Biology and Engineering of Bacterial Toxins
IMM & CLS & LMB & McGovern Joint Research Seminar
Title：Biology and Engineering of Bacterial Toxins
Speaker：Min Dong, Ph.D.
Assistant Professor of Microbiology and Immunobiology
Department of Urology, Boston Children’s Hospital,
Harvard University, USA
Host：北京大学分子医学研究所 周专(Tel. 6275-3212)
Identification of the colonic epithelial receptor for C. difficile toxin B (TcdB) Clostridium difficile toxin B (TcdB) is a critical virulence factor causing diseases associated with C. difficile infection (CDI). How this toxin targets and enters colonic epithelial cells has remained unknown for many years. We recently carried out CRISPR-Cas9-mediated genome-wide screens and identified the members of the Wnt receptor Frizzled (FZDs) family as physiologically relevant TcdB receptors in the colonic epithelium.
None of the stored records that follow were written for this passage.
Issue #17132, opened 2025-05-18
Ability to disable anonymous authentication in RSocketSecurity


Aaur1s:
**Expected Behavior**

RSocketSecurity dsl should have ability to disable anonymous auth interceptor

**Current Behavior**

RSocketSecurity has hardcode in private method that adds anonymous interceptor no matter what

**Context**

I'm doing method-level security and rely on @PreAuthorize("authenticated"), my global security config has just permitAll. So anonymous authentication ruining my rsocket experience, for http security i can just disable it. 
As workaround i constructed PayloadSocketAcceptorInterceptor entirely by hand, but this process is quite tedious, it would be nice to be able to disable it in RSocketSecurity dsl like in http.

therepanic:
If no one minds I can work on this, can I @jzheaux?

mehrdadbozorgmehr:
Can I work on this issue? Please assign it to me.

therepanic:
Hi, @mehrdadbozorgmehr! You may have noticed that I attached the PR earlier and am already working on it. You can follow the process at https://github.com/spring-projects/spring-security/pull/17159.

jzheaux:
Thanks for your interest, @mehrdadbozorgmehr. We'd love to have you contribute on another ticket!

I'll close this in favor of https://github.com/spring-projects/spring-security/pull/17159 to alleviate confusion.

PR #17159, opened 2025-05-22
Add option to disable anonymous authentication in `RSocketSecurity`

therepanic:
Adding anonymous interceptor hardcoded to `RSocketSecurity#payloadInterceptors` and is added anyway. I think you should add an option to disable adding anonymous interceptor.

I think the most logical way is to add a flag, as in our case I did. I also added a method `disableAnonymous` which sets the field to true and we no longer add the anonymous interceptor.

Fixes: #17132

### DIFF
--- a/config/src/main/java/org/springframework/security/config/annotation/rsocket/RSocketSecurity.java
+++ b/config/src/main/java/org/springframework/security/config/annotation/rsocket/RSocketSecurity.java
@@ -171,8 +171,9 @@ public class RSocketSecurity {
 	 * Adds anonymous authentication
 	 * @param anonymous a customizer
 	 * @return this instance
+	 * @since 7.0
 	 */
-	public RSocketSecurity anonymousAuthentication(Customizer<AnonymousAuthenticationSpec> anonymous) {
+	public RSocketSecurity anonymous(Customizer<AnonymousAuthenticationSpec> anonymous) {
 		if (this.anonymousAuthSpec == null) {
 			this.anonymousAuthSpec = new AnonymousAuthenticationSpec(this);
 		}
--- a/config/src/main/java/org/springframework/security/config/annotation/rsocket/RSocketSecurity.java
+++ b/config/src/main/java/org/springframework/security/config/annotation/rsocket/RSocketSecurity.java
@@ -109,6 +109,7 @@ import org.springframework.security.rsocket.util.matcher.RoutePayloadExchangeMat
  * @author Manuel Tejeda
  * @author Ebert Toribio
  * @author Ngoc Nhan
+ * @author Andrey Litvitski
  * @since 5.2
  */
 public class RSocketSecurity {
@@ -118,6 +119,8 @@ public class RSocketSecurity {
 	private BasicAuthenticationSpec basicAuthSpec;
 
 	private SimpleAuthenticationSpec simpleAuthSpec;
+
+	private AnonymousAuthenticationSpec anonymousAuthSpec = new AnonymousAuthenticationSpec(this);
 
 	private JwtSpec jwtSpec;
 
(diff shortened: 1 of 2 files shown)


therepanic:
Hmmm, is the build going down by my mistake or is it not about me?

config/src/main/java/org/springframework/security/config/annotation/rsocket/RSocketSecurity.java
```diff
@@ -179,6 +182,15 @@ public RSocketSecurity basicAuthentication(Customizer<BasicAuthenticationSpec> b
 		return this;
 	}
 
+	/**
+	 * Disables anonymous authentication.
+	 * @return the builder for additional customizations
+	 */
+	public RSocketSecurity disableAnonymous() {
```
jzheaux: While I agree that this is a straightforward way to expose the feature, I see some additional benefit in exposing it in a way that's similar to `HttpSecurity` and `ServerHttpSecurity.` Are you able to add this feature [in the following way](https://github.com/spring-projects/spring-security/blob/main/config/src/main/java/org/springframework/security/config/web/server/ServerHttpSecurity.java#L568) instead?

jzheaux (changes requested):
Thanks for the PR, @therepanic! I've left feedback inline.

Also, are you able to add a test that confirms that when anonymous is disabled then it isn't active in the filter chain?

therepanic:
Thanks for review, @jzheaux! I'd be happy to add the test. I just have one question about it.

I think we could make a test that checks the functionality you described by creating a new test class, let's call it `AnonymousAuthenticationITests` (similar to `SimpleAuthenticationITests`). And, similar to how `SimpleAuthenticationITests` works, we will check the functionality of disabling the addition of the anonymous auth interceptor. I think this is okay, what do you think? Or is there an easier way?

config/src/main/java/org/springframework/security/config/annotation/rsocket/RSocketSecurity.java
therepanic: I agree, that would indeed be better. I think we should add a class similar to `RSocketSecurity.BasicAuthenticationSpec`, but without fields, and the build() method will execute the logic of the current anonymous() method. And I think we can remove it as unnecessary.

jzheaux:
@therepanic, that sounds like a good approach. Also, you might consider a test like `AnonymousConfigurerTests#requestWhenAnonymousDisabledInLambdaThenRespondsWithForbidden` that authorizes only anonymous users. When `anonymous` is disabled, the requests in that test should fail.

`RSocketSecurity` doesn't expose the `anonymous()` access rule, but you can use `access(ReactiveAuthorizationManager)` to provide one:

```java
AuthenticationTrustResolver trustResolver = new AuthenticationTrustResolverImpl();
ReactiveAuthorizationManager<PayloadExchange> anonymous = (authentication, exchange) -> 
    authentication.map(trustResolver::isAnonymous).map(AuthorizationDecision::new);
// ...

.anyExchange().access(anonymous)
```

config/src/integration-test/java/org/springframework/security/config/annotation/rsocket/RSocketMessageHandlerITests.java
```diff
@@ -268,7 +268,8 @@ PayloadSocketAcceptorInterceptor rsocketInterceptor(RSocketSecurity rsocket) {
 					.route("secure.*").authenticated()
 					.anyExchange().permitAll()
 				)
-				.basicAuthentication(Customizer.withDefaults());
+				.basicAuthentication(Customizer.withDefaults())
+					.anonymousAuthentication(Customizer.withDefaults());
```
therepanic: I believe this test assumed AnonymousAuthInterceptor was enabled; without it, it fails with our new changes.

jzheaux: Anonymous should continue to be enabled by default. Disabling is what should be optional.

Please set `anonymousAuthSpec` to a default value and add a `disable` method to the `AnonymousAuthSpec` class so that someone can do:

```java
// ...
.basicAuthentication(Customizer.withDefaults())
// ... anonymous is already active
```

or

```java
// ...
.basicAuthentication(Customizer.withDefaults())
.anonymous((anonymous) -> anonymous.disable())
```


The `disable` method will set `anonymousAuthSpec` to `null`.

therepanic:
Thanks for review @jzheaux again.

Yes, you are right, I did make a mistake. In a separate commit, for your convenience, I added the creation of an anonymousAuthSpec instance by default, and also added a disable method to `AnonymousAuthenticationSpec`. In addition, I rolled back all changes in `RSocketMessageHandlerITests` (as unnecessary), and in our `AnonymousAuthenticationITests#requestWhenAnonymousDisabledThenRespondsWithForbidden` test, we manually disable anonymous authentication using the disable method.

jzheaux (approved):

jzheaux:
Thanks for your help with this, @therepanic! This will merge to `main` once the build completes.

Furthermore, we demonstrated that TcdB competes with Wnt for binding to FZDs, and its binding blocks Wnt signaling, thus revealing a potential new mechanism of pathogenesis for TcdB. This work forms a solid scientific basis for our proposal to further understand the role of FZD-mediated toxin entry in TcdB pathogenesis in vivo in C. difficile infection models, and to explore potential therapeutic approaches by blocking toxin-receptor interactions and by restoring Wnt activity in colonic cells.
Tao L ... Dong M (2016). Frizzled proteins are colonic epithelial receptor for C. difficile toxin B. Nature (article), 538(7625):350-355.